Расплюев, распятый, опутанный веревкой, насмерть запуган резвящимся барином. Все лицо Расплюева морщится, он часто-часто мигает глазами и по-старчески жалко и беспомощно хлюпает носом. Этот приживальщик, этот бездомник вдруг затосковал по «гнезду», по «птенцам».
После мейерхольдовской «Свадьбы Кречинского» я видел немало хороших спектаклей и хороших актеров, видел превосходную игру в других ролях самого Ильинского, однако это старческое хлюпанье Расплюева и его монолог о «птенцах» и «гнезде» до сих пор у меня в ушах. До сих пор это остается одним из незабываемо сильных и наиболее трогательных моих театральных впечатлений. С этого дня я, не изменив моим театральным привязанностям, по-прежнему благоговея перед искусством Художественного и Малого театров, стал частым посетителем Театра имени Мейерхольда вплоть до самого его закрытия. С этого же дня я навсегда полюбил Ильинского.
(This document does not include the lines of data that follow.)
PR #1199, opened 2023-01-03
Test case for pydantic inlining

cmungall:


kevinschaper (approved):
I'm not sure if I should be approving this or requesting extra review, but I approve of the test part and now it's passing.

PR #1202, opened 2023-01-04
Fix non-stopping CI on windows

### LINKED ISSUE #1200: windows testing on PR does not register errors
**Describe the bug**
Running tests on windows platforms via github actions register "successful" even when tests fail on windows.

An example: https://github.com/linkml/linkml/actions/runs/3832945778/jobs/6523847485 

Note the exact same failures in the ubuntu version of this PR:
https://github.com/linkml/linkml/actions/runs/3832945778/jobs/6523847298

but the coverage report is still generated in windows tests instead of erroring out on the test failures, which leads to a "green check" in github actions interface. 
Screen Shot 2023-01-03 at 2 42 18 PM

**Expected behavior**

windows OS github action fails when tests fail on windows platform via github actions.
it might be that we just need to capture a different error code on the windows platform than is being captured on ubuntu?

dalito:
As suggested in https://github.com/actions/runner-images/issues/6668

Update: This fixes the problem but reveals that the tests on Windows produce (overlooked) errors which should be fixed before merging this. --> Done in #1206

Closes #1200

### DIFF
--- a/.github/workflows/main.yaml
+++ b/.github/workflows/main.yaml
@@ -77,7 +77,7 @@ jobs:
           poetry run coverage run -m unittest discover
           poetry run coverage xml
           poetry run coverage report -m
-
+        shell: bash
       #----------------------------------------------
       #           upload coverage results
       #----------------------------------------------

В моем внезапном порыве зрительской любви, как я убедился впоследствии, не было ничего чудесного. Несмотря на отдельные, чуждые мне приемы, которыми пользовался в Расплюеве Ильинский, Я – тогда еще смутно – почувствовал в нем мой любимый тип актера: актера-реалиста, полнокровного, смелого, наблюдательного, изобретательного, вдумчивого, душевно щедрого, человечного. Вот почему приход Ильинского в Малый театр меня нисколько не удивил, напротив – я воспринял это как нечто строго закономерное. Более того: творческий путь Ильинского до Малого театра мне теперь представляется интересной, порой захватывающе интересной, но все же только предысторией.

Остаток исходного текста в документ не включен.